Since being elected to the Senate in 2013, Booker has pressed Congress to fix the broken system by introducing bipartisan legislation to reduce recidivism, drive down incarceration rates, protect juveniles, save taxpayers money, and make communities safer. 
Booker teamed up with Republican Sen. Rand Paul (R-KY) in 2014 to introduce the bipartisan REDEEM Act, sweeping legislation to reform the nation’s broken criminal justice system. Booker introduced the Dignity Actwith Sens. Kirsten Gillibrand (D-NY), Elizabeth Warren (D-MA), Richard Durbin (D-IL), and Harris last year, which would reform the way women are treated behind bars.

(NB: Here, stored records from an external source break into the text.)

PR #699, opened 2022-11-04
Bump version to 4.1.1

oguzkocer:
This is my first release after the `CHANGELOG.md` introduction, so hopefully it's done correctly 🤞 

Note that the initial commit failed with `VM xcode-13.4.1 is invalid` so I updated the xcode image to 14 which is the image that is in use in WCiOS.

**Question:** Does the `.xcversion` file need to be updated to `14.0` as well? I am guessing yes, but I am not familiar with the xcode version updates, so I'd appreciate some help.

**Update**
---
I had a few CI failures during publishing of the `4.1.0` version and ended up having to bump the version to `4.1.1`.

### DIFF
--- a/CHANGELOG.md
+++ b/CHANGELOG.md
@@ -30,7 +30,7 @@ _None._
 
 -->
 
-## 4.1.0-beta.1 [Unreleased]
+## 4.2.0 [Unreleased]
 
 ### Breaking Changes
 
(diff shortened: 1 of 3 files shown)


CHANGELOG.md
```diff
@@ -30,23 +30,33 @@ _None._
 
 -->
 
-## 4.1.0-beta.1 [Unreleased]
+## 4.2.0 [Unreleased]
```
mokagio, line 33: The following is out of scope from this PR, because it correctly update the code based on its existing state, and also a big nitpick.

IMHO, this header should always stay "Unreleased" because it's up to the release manager (eventually the automation) to parse what went into the changelog since the latest release and decide what number to use based on the kind of changes.

I appreciate the idea of suggesting a new version number but I feel it would be neater if the header for unreleased code stayed fixed.

I might open a PR later on to update the template to make this clearer and we can discuss then.

mokagio (approved):
> This is my first release after the `CHANGELOG.md` introduction, so hopefully it's done correctly 🤞

LGTM! 👏 😄 

> Question: Does the `.xcversion` file need to be updated to 14.0 as well? I am guessing yes, but I am not familiar with the xcode version updates, so I'd appreciate some help.

This question comes at a very good time, as @AliSoftware suggested automation changes to fix an issue and overall improved the whole process [in WooCommerce iOS](https://github.com/woocommerce/woocommerce-ios/pull/8033).

If that's okay with you, I'll take this from here. I've suggested some minor changes in the Woo setup and I'd be happy to replicated the setup we'll land with from there in this repo (I'm also actively working on this repo, so it's no extra effort for me).

CHANGELOG.md
AliSoftware: Agreed. Predicted next version number will vary as new items will get added to the unreleased section, which is why we don't include a version number in it until we actually do the next release and decide on it based on content of the section and semver rules

PR #700, opened 2022-11-07
Config to check XMLRPC only when needed

selanthiraiyan:
Related to https://github.com/woocommerce/woocommerce-ios/pull/8054 and https://github.com/woocommerce/woocommerce-ios/issues/8049

### Changes

To be able to defer the XMLRPC checks this PR adds a new configuration property to `WordPressAuthenticatorConfiguration`.
- New error to handle XMLRPC check related failures
- If the property `checkXMLRPCOnlyIfSigningInUsingSiteCredentials` is enabled 
  - XMLRPC checks will be skipped in `SiteAddressViewController`
  - XMLRPC checks will be run in `GetStartedViewController`
  - A loading indicator will be displayed over sign in using site credentials button while running XMLRPC checks.
  - In case of a failure `XMLRPCError` is sent via delegate. (Handled in Woo)
- If the property `checkXMLRPCOnlyIfSigningInUsingSiteCredentials` is disable (default value)
  -  There should be no change to the existing behaviour. 

### Testing
Please follow the testing instructions from https://github.com/woocommerce/woocommerce-ios/pull/8054

### Screenshot

| | Dark | Light |
|-|-|-|
| Loading indicator in "Sign in with store credentials" button | Simulator Screen Shot - iPhone SE (3rd generation) - 2022-11-08 at 08 58 42 | Simulator Screen Shot - iPhone SE (3rd generation) - 2022-11-08 at 08 59 01 |

### DIFF
--- a/WordPressAuthenticator/Unified Auth/View Related/Get Started/GetStartedViewController.swift
+++ b/WordPressAuthenticator/Unified Auth/View Related/Get Started/GetStartedViewController.swift
@@ -915,7 +915,7 @@ private extension GetStartedViewController {
                 /// If it does, insert the custom UI provided by the host app and exit early
                 if self.authenticationDelegate.shouldHandleError(xmlrpcError) {
                     self.authenticationDelegate.handleError(xmlrpcError) { customUI in
-                        self.pushCustomUI(customUI)
+                        self.pushCustomUIViewController(customUI)
                     }
 
                     return
@@ -928,19 +928,6 @@ private extension GetStartedViewController {
                     self.displayError(extractedXMLRPCError, sourceTag: self.sourceTag)
                 }
         })
-    }
-
-    /// Push a custom view controller, provided by a host app, to the navigation stack
-    func pushCustomUI(_ customUI: UIViewController) {
-        /// Assign the help button of the newly injected UI to the same help button we are currently displaying
-        /// We are making a somewhat big assumption here: the chrome of the new UI we insert would look like the UI
-        /// WPAuthenticator is already displaying. Which is risky, but also kind of makes sense, considering
-        /// we are also pushing that injected UI to the current navigation controller.
-        if WordPressAuthenticator.shared.delegate?.supportActionEnabled == true {
-            customUI.navigationItem.rightBarButtonItems = navigationItem.rightBarButtonItems
-        }
-
-        navigationController?.pushViewController(customUI, animated: true)
     }
 }
 
--- a/WordPressAuthenticator/Unified Auth/View Related/Get Started/GetStartedViewController.swift
+++ b/WordPressAuthenticator/Unified Auth/View Related/Get Started/GetStartedViewController.swift
@@ -876,7 +876,9 @@ private extension GetStartedViewController {
 // MARK: - XMLRPC checks
 
 private extension GetStartedViewController {
-    func configureSiteCredsButton(loading: Bool) {
+    /// Configures the buttons and navigation item
+    ///
+    func configureScreenForRunningXMLRPCChecks(loading: Bool) {
         buttonViewController?.setTopButtonState(isLoading: false,
                                                 isEnabled: !loading)
         buttonViewController?.setBottomButtonState(isLoading: loading,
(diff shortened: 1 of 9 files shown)


WordPressAuthenticator/Unified Auth/View Related/Get Started/GetStartedViewController.swift
```diff
@@ -313,7 +319,13 @@ private extension GetStartedViewController {
     // MARK: - Sign in with site credentials Button Action
     @objc func handleSiteCredentialsButtonTapped() {
         tracker.track(click: .signInWithSiteCredentials)
-        goToSiteCredentialsScreen()
+        guard WordPressAuthenticator.shared.configuration.checkXMLRPCOnlyIfSigningInUsingSiteCredentials else {
```
itsmeichigo: Nit: this can be simplified as
```suggestion
        guard configuration.checkXMLRPCOnlyIfSigningInUsingSiteCredentials else {
```

WordPressAuthenticator/Unified Auth/View Related/Get Started/GetStartedViewController.swift
```diff
@@ -34,6 +34,12 @@ public enum SignInError: Error {
     }
 }
 
+/// Error due to site's `xmlrpc.php` file not being public
+///
+public enum XMLRPCError: Error {
+    case xmlrpcError(siteAddress: String)
+}
```
itsmeichigo, line 41: As commented in https://github.com/woocommerce/woocommerce-ios/pull/8054, I think this error should be removed since we can use the existing `WordPressOrgXMLRPCValidationError` instead.

itsmeichigo (commented):
We should reuse `WordPressOrgXMLRPCValidationError` instead of creating a new error `XMLRPCError` to avoid confusion - WDYT? 

Can we also reuse `guessXMLRPCURL` implementation in both view controllers with a protocol to avoid duplicated code?

WordPressAuthenticator/Unified Auth/View Related/Get Started/GetStartedViewController.swift
selanthiraiyan: I created this error to be able to pass `siteAddress` to the delegate along with this error. I will see whether there is another way to pass that. Kindly let me know if you already know of a way to pass the `siteAddress`.

itsmeichigo: Interesting, I didn't know the reason behind the use of the new type. Maybe we can get the site address on the Woo app by checking the [`currentSelfHostedSite`](https://github.com/woocommerce/woocommerce-ios/blob/7b905f41eb451db04a65a979ba58ffd6e3327113/WooCommerce/Classes/Authentication/AuthenticationManager.swift#L34)? Does it sound too hacky though?

selanthiraiyan: Thanks for the input, Huong!

I see that `currentSelfHostedSite` will not be set [if `isSiteDiscovery` is true](https://github.com/wordpress-mobile/WordPressAuthenticator-iOS/blob/trunk/WordPressAuthenticator/Unified%20Auth/View%20Related/Site%20Address/SiteAddressViewController.swift#L582-L592). Please correct me if I am missing something.

To avoid dealing with edge cases, I think sticking to `XMLRPCError` is straightforward. What do you think?

itsmeichigo: Another hack: we can also add a new method in the delegate that is similar to the current [`handleError`](https://github.com/wordpress-mobile/WordPressAuthenticator-iOS/blob/964b007c21b7c6dbb0760ba5611bd537081ae5c8/WordPressAuthenticator/Authenticator/WordPressAuthenticatorDelegateProtocol.swift#L90) method, but with an extra param for a site address.

Then the default implementation for this method will call the original one; that way it will not affect existing host apps. Does that sound overcomplicated? If it does, we can keep your current solution and iterate later if needed.

selanthiraiyan:
Closing due to https://github.com/woocommerce/woocommerce-ios/issues/8049#issuecomment-1308155460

Booker was a key architect of the Sentencing Reform and Corrections Act, one of the most comprehensive bipartisan criminal justice bills ever to be introduced in Congress. He is also the author of the landmark Marijuana Justice Act, which would end the federal prohibition on marijuana, a prohibition that disproportionately harms low-income communities and communities of color.
After testifying against Attorney General Sessions’ confirmation, Booker has been a persistent thorn in the Attorney General’s side, sounding the alarm on Sessions’ efforts to revive the failed War on Drugs, reinstate harsher mandatory minimum sentences on nonviolent offenses, review and weaken existing police consent decrees, and bar federal grants from cities who compassionately enforce immigration law. 
Booker was also one of the first Senators to call for Sessions to resign following revelations that the Attorney General had withheld key information about his contact with Russia during his confirmation process. A few months later he co-authored bipartisan legislation to protect the Special Counsel from political interference by the President, which would provide a much-needed judicial check on the Executive Branch’s ability to remove a special counsel.
Senator Booker is also a cosponsor of legislation to update existing antitrust laws, and has pressed the Justice Department to use available tools to counter corporate concentration and its impact on jobs and wages. 
Beyond its role in providing oversight of the Department of Justice, including the Federal Bureau of Investigation, the committee also oversees the Department of Homeland Security and plays a crucial role in the consideration of many key executive branch nominations, including all nominations to the Supreme Court and the federal judiciary. More information on the committee’s jurisdiction is available here, and background on its history is here. 
In addition to the Senate Judiciary Committee, in 2018, Booker will serve on the Committee on Foreign Relations; the Committee on Environment and Public Works; and the Committee on Small Business.